Extracted records:
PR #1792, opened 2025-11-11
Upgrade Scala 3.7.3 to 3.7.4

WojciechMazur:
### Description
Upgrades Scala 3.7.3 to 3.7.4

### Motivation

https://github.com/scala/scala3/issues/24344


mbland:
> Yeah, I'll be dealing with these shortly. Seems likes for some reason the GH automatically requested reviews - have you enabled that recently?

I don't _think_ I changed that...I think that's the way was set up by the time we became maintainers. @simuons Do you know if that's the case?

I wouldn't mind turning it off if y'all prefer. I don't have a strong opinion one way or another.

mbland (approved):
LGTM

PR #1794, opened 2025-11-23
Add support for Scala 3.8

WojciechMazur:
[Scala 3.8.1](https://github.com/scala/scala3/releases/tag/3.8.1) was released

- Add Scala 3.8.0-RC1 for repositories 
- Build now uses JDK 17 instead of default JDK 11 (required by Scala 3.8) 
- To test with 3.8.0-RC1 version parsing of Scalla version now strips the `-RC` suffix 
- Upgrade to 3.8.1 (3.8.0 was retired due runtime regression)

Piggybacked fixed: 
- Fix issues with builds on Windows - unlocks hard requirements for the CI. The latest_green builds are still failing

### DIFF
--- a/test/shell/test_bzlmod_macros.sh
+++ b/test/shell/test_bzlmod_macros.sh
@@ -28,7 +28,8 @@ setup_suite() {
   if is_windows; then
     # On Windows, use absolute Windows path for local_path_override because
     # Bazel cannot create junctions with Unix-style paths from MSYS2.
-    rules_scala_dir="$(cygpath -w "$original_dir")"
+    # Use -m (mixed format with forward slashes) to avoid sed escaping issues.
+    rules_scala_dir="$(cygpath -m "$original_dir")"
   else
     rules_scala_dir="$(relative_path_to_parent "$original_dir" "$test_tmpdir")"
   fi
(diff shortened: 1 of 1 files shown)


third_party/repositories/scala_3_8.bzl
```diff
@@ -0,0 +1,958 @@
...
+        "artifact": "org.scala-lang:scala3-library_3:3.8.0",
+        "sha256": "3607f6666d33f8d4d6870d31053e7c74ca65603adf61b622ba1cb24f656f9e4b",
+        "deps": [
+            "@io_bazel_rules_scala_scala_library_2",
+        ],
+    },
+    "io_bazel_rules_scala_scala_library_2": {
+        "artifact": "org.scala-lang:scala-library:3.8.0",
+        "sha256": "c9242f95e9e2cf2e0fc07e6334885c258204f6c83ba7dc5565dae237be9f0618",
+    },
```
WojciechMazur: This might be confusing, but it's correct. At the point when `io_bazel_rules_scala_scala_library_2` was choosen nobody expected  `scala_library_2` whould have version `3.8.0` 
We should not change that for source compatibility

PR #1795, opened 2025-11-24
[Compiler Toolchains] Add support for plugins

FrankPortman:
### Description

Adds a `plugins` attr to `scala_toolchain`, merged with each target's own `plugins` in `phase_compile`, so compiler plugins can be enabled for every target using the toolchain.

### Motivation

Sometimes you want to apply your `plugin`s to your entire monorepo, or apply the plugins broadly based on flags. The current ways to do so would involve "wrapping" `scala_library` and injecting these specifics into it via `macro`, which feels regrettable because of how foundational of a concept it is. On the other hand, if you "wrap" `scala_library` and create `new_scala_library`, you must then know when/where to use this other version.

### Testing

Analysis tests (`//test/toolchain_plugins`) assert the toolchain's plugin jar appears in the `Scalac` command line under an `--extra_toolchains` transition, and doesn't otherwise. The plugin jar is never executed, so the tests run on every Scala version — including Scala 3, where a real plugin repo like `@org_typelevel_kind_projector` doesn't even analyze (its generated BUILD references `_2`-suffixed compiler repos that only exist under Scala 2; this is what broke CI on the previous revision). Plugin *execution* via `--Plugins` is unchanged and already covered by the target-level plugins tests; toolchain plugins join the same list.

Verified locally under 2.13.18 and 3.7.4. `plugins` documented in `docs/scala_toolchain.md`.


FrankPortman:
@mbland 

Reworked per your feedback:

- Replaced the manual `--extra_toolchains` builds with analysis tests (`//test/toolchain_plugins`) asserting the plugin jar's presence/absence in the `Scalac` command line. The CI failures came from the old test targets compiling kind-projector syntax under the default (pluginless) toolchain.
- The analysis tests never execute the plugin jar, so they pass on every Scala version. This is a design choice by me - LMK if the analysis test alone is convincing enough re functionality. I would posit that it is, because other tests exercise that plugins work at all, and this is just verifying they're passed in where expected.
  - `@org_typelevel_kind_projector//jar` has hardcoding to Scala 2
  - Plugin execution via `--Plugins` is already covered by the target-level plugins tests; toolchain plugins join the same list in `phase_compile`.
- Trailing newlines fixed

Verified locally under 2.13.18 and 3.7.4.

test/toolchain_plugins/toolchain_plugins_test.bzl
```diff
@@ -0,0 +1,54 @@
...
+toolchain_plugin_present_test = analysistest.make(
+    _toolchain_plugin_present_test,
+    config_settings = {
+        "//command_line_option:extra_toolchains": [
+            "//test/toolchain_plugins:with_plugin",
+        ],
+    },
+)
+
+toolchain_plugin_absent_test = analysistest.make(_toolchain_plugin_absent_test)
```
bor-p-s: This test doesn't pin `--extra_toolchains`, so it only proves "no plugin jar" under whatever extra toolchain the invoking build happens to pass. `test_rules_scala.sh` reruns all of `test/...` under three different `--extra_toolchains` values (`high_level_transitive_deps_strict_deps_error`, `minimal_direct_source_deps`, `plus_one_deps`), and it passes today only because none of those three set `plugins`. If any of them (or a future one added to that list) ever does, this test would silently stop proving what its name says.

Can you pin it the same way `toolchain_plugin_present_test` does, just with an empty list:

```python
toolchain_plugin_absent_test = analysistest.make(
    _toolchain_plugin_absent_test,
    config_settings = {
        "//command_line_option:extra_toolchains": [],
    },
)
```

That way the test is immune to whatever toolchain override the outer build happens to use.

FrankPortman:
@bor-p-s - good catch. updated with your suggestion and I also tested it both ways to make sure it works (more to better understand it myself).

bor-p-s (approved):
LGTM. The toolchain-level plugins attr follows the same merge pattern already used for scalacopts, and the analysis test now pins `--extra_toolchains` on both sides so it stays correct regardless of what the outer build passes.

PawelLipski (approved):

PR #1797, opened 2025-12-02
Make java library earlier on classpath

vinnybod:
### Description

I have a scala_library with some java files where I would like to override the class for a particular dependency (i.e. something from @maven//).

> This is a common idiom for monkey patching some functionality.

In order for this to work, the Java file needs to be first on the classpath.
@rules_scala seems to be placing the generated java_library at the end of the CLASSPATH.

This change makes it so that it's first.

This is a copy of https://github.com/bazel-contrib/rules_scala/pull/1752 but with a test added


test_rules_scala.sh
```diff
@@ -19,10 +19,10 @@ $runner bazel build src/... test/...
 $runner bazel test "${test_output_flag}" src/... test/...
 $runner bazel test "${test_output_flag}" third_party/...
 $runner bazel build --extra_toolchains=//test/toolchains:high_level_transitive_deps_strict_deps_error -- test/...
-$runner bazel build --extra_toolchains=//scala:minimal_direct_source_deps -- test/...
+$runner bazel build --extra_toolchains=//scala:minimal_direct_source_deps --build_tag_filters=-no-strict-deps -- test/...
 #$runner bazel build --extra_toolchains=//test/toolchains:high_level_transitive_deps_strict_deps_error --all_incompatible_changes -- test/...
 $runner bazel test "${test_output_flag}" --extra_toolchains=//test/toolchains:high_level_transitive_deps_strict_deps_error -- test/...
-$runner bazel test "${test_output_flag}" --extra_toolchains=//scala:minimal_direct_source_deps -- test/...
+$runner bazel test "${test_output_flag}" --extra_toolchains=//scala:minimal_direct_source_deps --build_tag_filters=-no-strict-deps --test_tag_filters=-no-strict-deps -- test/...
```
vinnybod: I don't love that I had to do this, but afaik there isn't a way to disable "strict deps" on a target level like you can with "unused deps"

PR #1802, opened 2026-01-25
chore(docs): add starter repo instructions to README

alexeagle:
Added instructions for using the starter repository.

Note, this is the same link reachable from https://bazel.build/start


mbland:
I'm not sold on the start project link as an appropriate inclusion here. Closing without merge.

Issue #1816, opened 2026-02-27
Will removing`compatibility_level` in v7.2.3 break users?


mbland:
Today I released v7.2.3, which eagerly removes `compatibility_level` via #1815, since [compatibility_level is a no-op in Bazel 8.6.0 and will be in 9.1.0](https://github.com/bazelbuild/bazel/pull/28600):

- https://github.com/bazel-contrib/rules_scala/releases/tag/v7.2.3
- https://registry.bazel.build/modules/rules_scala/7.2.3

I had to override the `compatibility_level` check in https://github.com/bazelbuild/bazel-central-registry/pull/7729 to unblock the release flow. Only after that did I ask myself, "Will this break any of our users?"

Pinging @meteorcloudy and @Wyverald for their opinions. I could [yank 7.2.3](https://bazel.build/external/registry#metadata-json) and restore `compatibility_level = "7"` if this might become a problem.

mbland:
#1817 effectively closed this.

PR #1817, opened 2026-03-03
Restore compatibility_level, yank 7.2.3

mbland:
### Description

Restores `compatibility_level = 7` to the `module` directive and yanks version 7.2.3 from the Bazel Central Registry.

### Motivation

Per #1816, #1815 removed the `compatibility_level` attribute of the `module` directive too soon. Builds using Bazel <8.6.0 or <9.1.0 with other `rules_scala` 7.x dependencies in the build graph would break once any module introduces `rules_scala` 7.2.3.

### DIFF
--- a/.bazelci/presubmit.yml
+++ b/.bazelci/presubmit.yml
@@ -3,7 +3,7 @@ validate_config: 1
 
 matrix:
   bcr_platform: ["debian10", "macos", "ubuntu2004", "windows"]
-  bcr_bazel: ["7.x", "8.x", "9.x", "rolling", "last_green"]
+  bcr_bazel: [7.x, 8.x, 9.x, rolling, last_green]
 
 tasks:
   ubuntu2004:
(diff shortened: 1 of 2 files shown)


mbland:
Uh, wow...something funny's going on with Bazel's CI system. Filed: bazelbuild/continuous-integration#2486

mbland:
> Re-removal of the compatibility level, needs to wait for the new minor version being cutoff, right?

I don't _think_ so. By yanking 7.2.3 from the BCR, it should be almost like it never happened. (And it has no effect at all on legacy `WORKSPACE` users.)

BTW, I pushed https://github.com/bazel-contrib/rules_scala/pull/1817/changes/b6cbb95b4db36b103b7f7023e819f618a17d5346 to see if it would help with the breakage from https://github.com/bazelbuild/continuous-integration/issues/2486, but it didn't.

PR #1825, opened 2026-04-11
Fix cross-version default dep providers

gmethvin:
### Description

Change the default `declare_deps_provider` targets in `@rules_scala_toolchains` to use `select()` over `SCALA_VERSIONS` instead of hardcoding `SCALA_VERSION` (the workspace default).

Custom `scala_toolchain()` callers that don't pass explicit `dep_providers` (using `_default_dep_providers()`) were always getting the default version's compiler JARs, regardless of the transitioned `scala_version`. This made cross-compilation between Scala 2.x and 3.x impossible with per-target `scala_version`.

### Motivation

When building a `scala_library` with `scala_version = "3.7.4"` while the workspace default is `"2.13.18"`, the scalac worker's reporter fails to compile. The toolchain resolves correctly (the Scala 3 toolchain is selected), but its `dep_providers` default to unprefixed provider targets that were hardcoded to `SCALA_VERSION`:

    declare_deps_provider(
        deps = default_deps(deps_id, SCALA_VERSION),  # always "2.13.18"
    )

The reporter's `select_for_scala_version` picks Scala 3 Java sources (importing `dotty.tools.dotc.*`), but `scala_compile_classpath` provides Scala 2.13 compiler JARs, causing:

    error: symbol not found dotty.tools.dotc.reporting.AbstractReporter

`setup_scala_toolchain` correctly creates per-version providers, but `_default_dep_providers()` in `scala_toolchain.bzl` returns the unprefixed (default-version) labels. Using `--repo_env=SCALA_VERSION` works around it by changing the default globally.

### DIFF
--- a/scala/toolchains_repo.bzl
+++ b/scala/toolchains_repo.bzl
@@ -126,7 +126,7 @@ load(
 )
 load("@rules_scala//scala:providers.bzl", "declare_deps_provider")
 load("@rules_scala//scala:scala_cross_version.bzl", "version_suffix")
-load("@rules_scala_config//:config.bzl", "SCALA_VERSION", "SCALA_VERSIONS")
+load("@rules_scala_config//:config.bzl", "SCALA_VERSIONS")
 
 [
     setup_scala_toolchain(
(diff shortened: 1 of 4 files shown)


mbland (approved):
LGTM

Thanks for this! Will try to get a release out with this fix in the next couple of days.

__What you should do__. Nothing but lines that contain "instead" should appear in the answer. Copy each from the records.

__Written response__.
- Build now uses JDK 17 instead of default JDK 11 (required by Scala 3.8) 
Change the default `declare_deps_provider` targets in `@rules_scala_toolchains` to use `select()` over `SCALA_VERSIONS` instead of hardcoding `SCALA_VERSION` (the workspace default).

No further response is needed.